Lorsque l’ambassadeur d’Israël à l’ONU a protesté contre l’admission de la Palestine, il a dit que les relations qui lient les juifs avec le territoire palestinien sont millénaires et a ironiquement  ajouté que ces liens n’ont certes pas été décidés par l’ONU’.

‘ En réalité – a ajouté Lafrance – la vraie raison pour laquelle les israéliens ont accueilli avec tant d’amertume l’admission de la Palestine à l’Onu, est qu’ils ont peur d’être accusés par les cours internationales pour les crimes qu’ils commettent dans les territoires occupés’.

L’ambassadeur Lafrance est également convaincu que le pire pour les palestiniens est le maintien du statu quo. ‘ Le statu quo est une lente expulsion des palestiniens de leur territoire – a-t-il répété – ; Israël est poussé dans cette entreprise non seulement par des raisons politiques et par des intérêts stratégiques, mais aussi par l’idée propre que les israéliens ont d’eux-mêmes, celle d’être le sel de la terre, le peuple élu contre tout le monde’.

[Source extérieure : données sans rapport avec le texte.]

PR #93, opened 2019-03-30
Add proper Eclipse support through ant-eclipse

szab100:
Remove the old hack with multiple ant build files due to broken / limited eclipse ant plugin support and add proper Eclipse IDE support used by most OSS projects. This plugin creates eclipse project files (.project, .classpath) from ant. All tests pass in Eclipse.

Usage:
 1. Run 'ant eclipse'
 2. Import the project into Eclipse (File / Import / General / Existing Projects into Workspace)


PapaJoltOmega:
What's the javaexec jar file for?  Is there a source that can be included for that? thank you

szab100:
> What's the javaexec jar file for? Is there a source that can be included for that? thank you

That .jar file doesn't contain any class files, only a MANIFEST.MF file with content:

Manifest-Version: 1.0
Main-Class: com.google.enterprise.adaptor.JavaExecTest$Child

La lecture du communiqué final


Après deux jours d’interventions serrées, les conclusions ont été sobres et légèrement en dessous des attentes : réitérée la solidarité de tous les intervenants en faveur du peuple palestinien en lutte pour sa libération, le gouvernement iraquien a annoncé l’initiative de la création d’un fond de deux millions de dollars pour un centre de réadaptation et de réinsertion des anciens prisonniers.